Dataset records:
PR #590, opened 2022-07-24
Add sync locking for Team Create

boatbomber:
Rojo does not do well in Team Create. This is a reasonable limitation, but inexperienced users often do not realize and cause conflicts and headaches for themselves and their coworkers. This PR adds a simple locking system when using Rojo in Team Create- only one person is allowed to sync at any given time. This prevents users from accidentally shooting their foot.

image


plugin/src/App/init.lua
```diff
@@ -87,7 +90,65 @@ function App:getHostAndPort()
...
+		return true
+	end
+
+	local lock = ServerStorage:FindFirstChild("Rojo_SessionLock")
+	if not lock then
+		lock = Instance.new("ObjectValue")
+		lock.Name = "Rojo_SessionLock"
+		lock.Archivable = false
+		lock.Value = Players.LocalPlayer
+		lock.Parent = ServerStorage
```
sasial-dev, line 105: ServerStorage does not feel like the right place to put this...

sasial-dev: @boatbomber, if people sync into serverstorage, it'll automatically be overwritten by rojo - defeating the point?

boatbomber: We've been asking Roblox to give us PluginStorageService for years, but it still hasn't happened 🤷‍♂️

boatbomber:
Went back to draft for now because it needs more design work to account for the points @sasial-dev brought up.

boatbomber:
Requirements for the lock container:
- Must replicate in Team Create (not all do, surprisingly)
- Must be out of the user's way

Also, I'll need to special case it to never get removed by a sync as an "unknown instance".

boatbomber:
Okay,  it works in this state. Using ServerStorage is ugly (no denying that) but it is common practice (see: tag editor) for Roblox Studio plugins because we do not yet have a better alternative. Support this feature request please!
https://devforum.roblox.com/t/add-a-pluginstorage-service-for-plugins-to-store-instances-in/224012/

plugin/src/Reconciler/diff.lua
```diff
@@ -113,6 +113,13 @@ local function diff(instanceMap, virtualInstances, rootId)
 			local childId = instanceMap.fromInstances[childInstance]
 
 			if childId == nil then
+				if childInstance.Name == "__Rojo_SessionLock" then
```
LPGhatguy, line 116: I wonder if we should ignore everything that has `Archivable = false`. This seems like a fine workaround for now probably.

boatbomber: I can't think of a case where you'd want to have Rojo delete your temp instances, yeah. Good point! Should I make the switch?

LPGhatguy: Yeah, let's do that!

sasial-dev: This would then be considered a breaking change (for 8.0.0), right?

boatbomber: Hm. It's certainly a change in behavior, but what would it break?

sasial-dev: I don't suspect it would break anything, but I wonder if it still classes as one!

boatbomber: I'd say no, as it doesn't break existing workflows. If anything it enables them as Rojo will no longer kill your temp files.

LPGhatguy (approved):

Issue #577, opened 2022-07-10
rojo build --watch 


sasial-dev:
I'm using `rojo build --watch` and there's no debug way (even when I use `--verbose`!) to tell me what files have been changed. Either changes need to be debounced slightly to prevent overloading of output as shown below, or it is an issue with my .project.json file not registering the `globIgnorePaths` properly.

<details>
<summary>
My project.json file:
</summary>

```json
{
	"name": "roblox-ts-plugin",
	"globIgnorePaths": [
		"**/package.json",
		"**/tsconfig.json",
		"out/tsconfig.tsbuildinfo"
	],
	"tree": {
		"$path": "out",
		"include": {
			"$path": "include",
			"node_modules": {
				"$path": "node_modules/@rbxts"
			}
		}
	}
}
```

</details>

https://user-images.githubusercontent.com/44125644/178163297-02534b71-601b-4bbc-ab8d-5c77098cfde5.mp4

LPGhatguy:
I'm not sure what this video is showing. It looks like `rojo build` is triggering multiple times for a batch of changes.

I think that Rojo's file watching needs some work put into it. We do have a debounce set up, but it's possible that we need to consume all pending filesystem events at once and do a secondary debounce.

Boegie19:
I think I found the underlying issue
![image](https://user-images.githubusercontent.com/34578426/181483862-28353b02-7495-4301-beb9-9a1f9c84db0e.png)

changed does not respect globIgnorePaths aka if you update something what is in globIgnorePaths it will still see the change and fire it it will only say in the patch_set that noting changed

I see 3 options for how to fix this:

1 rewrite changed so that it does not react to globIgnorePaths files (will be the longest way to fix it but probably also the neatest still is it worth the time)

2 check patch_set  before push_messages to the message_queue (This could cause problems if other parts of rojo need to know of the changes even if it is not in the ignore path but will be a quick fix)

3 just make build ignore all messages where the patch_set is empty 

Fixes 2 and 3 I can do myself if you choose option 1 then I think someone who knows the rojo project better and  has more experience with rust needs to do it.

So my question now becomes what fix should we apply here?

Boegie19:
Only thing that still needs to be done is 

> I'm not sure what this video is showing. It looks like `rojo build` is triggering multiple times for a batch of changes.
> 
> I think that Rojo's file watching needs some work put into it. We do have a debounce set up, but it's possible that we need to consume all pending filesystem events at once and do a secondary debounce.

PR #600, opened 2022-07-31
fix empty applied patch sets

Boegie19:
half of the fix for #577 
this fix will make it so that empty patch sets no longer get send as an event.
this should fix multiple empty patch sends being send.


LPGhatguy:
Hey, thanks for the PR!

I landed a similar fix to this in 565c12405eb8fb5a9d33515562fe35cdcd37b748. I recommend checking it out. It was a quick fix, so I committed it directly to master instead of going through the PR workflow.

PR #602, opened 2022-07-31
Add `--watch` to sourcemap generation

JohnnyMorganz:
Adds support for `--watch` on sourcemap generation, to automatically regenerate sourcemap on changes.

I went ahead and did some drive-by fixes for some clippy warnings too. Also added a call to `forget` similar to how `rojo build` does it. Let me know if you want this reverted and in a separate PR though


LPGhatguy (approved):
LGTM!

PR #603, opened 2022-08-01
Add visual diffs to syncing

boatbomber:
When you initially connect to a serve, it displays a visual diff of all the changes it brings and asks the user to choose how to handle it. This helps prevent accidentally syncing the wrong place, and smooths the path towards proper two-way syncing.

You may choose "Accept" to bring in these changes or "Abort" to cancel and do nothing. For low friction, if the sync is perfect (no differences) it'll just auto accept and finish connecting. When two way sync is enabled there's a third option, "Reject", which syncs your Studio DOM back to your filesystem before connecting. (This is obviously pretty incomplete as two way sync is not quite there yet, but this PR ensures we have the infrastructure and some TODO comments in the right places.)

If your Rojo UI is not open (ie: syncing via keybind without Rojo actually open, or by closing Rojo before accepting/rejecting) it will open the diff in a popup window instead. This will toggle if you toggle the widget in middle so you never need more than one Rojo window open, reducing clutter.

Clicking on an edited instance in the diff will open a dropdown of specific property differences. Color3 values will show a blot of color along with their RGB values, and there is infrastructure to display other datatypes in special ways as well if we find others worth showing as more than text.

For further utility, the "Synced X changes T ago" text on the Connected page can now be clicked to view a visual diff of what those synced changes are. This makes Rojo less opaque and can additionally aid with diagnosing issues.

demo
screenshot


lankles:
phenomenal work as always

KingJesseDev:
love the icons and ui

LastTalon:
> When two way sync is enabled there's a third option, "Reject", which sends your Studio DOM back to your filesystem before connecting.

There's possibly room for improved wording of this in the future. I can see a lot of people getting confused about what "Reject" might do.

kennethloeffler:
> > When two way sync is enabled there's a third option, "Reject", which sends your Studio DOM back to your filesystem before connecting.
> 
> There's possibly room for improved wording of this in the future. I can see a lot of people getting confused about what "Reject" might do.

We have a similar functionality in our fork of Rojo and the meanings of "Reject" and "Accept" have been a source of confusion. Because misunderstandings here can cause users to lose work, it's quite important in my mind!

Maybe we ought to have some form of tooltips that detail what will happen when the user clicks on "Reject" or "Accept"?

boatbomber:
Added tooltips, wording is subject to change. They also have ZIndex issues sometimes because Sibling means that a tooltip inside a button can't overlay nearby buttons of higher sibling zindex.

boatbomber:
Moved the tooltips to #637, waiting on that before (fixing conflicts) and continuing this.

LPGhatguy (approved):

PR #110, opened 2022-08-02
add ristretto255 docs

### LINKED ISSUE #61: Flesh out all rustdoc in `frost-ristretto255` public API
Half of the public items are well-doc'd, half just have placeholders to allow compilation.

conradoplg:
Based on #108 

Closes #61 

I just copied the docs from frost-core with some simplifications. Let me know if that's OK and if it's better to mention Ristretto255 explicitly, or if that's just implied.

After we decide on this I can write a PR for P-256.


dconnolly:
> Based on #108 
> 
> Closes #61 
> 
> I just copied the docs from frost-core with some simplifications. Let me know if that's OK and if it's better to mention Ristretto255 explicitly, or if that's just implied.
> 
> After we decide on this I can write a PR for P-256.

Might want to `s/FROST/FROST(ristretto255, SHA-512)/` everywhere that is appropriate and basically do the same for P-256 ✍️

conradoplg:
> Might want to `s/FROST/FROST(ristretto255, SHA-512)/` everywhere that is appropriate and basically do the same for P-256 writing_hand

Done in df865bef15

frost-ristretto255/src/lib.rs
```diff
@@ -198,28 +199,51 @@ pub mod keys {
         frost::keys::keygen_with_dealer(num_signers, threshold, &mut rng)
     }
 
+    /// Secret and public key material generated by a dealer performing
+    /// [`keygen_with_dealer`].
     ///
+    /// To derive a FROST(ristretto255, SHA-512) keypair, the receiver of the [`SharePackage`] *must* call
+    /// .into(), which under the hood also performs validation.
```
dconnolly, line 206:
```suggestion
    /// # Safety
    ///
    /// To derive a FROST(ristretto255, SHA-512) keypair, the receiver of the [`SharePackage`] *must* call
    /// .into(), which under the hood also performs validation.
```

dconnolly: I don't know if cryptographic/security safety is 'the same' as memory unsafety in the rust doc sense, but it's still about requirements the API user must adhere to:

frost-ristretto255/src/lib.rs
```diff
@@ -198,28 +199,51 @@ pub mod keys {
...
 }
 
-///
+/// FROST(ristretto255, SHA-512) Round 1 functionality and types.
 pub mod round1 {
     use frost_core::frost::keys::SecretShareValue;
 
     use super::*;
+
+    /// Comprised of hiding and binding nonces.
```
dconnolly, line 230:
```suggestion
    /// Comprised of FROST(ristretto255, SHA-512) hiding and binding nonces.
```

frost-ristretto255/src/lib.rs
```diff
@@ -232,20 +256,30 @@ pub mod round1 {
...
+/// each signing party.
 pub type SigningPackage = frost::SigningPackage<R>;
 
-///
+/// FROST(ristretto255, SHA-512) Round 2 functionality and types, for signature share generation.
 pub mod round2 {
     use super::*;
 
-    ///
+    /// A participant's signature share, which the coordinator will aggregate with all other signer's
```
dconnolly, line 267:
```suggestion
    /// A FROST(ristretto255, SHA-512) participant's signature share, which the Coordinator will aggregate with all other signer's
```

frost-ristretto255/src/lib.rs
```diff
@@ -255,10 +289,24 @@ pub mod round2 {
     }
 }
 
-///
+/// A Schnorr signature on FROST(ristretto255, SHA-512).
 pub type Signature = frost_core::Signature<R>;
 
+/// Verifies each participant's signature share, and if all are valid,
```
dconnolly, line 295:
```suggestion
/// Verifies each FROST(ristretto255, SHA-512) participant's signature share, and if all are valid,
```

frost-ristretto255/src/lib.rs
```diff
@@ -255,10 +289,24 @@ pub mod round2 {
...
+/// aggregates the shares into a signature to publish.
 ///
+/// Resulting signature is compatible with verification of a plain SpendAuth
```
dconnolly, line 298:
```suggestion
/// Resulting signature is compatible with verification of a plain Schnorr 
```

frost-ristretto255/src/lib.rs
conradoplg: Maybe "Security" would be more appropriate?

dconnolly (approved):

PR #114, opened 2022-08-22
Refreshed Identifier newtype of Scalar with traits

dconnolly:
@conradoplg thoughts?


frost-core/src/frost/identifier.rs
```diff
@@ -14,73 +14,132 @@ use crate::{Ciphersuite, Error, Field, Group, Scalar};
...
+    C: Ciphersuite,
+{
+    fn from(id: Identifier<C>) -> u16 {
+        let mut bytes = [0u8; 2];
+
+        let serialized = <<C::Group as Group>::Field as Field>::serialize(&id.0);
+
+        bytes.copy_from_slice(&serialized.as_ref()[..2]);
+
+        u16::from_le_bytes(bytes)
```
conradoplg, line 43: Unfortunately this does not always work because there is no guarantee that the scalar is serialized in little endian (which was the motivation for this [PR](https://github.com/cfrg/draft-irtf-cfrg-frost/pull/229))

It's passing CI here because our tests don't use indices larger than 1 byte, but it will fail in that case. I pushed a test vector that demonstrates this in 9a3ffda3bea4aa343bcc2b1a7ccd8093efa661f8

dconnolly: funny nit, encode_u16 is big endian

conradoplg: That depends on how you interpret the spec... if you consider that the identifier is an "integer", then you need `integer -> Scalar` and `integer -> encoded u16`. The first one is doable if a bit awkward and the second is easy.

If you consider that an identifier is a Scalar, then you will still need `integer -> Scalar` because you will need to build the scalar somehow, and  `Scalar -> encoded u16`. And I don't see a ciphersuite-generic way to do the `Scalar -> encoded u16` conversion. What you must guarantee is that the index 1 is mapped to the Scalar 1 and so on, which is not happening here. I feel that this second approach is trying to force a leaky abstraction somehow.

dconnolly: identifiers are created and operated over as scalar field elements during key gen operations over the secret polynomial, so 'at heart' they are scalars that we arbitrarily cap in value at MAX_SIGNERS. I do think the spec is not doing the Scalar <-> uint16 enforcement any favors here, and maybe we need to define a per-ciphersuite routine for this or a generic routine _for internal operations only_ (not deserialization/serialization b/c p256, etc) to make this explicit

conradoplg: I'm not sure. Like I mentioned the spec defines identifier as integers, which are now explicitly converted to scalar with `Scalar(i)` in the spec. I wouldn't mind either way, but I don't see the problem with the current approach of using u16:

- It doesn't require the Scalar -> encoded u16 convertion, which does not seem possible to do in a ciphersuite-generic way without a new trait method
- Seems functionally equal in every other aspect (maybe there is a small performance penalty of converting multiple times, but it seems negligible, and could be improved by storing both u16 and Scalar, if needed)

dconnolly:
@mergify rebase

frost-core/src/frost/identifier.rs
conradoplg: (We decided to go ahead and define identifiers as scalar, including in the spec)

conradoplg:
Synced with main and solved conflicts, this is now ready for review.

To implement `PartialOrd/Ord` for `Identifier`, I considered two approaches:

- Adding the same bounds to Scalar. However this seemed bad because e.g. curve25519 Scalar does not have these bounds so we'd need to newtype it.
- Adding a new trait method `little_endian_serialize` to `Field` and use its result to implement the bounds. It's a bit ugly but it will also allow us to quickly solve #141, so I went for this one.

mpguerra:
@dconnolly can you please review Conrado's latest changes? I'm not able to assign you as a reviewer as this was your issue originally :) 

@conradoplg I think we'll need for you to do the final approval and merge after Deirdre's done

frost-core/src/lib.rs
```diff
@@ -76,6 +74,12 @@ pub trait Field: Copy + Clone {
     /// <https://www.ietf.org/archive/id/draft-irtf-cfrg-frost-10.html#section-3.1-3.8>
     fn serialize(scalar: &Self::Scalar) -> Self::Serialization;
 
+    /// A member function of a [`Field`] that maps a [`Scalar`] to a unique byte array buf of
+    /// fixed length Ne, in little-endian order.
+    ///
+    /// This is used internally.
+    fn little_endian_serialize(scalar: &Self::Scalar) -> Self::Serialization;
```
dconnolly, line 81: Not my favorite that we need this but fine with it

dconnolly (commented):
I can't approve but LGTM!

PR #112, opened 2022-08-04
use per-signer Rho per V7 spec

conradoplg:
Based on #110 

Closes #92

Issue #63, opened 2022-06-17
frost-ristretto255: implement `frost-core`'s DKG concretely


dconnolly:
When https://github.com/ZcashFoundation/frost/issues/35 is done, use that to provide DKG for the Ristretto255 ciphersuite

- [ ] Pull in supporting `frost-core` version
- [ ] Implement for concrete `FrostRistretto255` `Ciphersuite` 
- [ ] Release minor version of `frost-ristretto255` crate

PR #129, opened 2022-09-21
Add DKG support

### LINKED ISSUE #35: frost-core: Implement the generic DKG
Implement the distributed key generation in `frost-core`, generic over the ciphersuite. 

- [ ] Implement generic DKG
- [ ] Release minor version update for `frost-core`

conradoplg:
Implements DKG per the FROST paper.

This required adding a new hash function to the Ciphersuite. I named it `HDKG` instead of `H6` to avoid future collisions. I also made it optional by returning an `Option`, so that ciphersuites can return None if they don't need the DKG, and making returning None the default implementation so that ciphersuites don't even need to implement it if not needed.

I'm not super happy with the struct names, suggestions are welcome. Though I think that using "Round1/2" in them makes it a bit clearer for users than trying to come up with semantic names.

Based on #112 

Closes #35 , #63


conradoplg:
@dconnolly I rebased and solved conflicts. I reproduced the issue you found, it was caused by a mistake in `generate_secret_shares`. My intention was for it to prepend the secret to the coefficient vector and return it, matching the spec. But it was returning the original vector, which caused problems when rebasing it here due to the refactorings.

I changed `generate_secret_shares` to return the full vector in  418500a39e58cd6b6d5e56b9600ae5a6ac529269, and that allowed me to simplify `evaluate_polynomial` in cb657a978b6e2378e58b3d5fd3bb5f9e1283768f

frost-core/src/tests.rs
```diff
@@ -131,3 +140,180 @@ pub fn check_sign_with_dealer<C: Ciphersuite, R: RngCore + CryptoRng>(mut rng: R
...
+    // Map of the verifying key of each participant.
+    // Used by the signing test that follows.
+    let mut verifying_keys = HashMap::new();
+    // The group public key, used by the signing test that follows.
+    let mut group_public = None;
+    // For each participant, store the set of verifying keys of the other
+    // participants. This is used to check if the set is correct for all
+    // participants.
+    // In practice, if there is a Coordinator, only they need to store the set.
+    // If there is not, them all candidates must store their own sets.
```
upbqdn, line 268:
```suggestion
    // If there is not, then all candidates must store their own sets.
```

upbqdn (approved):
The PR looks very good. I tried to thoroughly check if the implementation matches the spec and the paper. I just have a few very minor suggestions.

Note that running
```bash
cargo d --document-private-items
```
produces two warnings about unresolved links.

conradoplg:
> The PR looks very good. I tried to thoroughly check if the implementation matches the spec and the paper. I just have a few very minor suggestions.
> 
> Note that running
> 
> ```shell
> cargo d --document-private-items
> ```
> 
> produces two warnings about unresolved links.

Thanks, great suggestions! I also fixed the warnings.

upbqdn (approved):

Directions for this task ▸
For every line above that includes the word "always", return the line.

Task answer ▸
phenomenal work as always
conradoplg, line 43: Unfortunately this does not always work because there is no guarantee that the scalar is serialized in little endian (which was the motivation for this [PR](https://github.com/cfrg/draft-irtf-cfrg-frost/pull/229))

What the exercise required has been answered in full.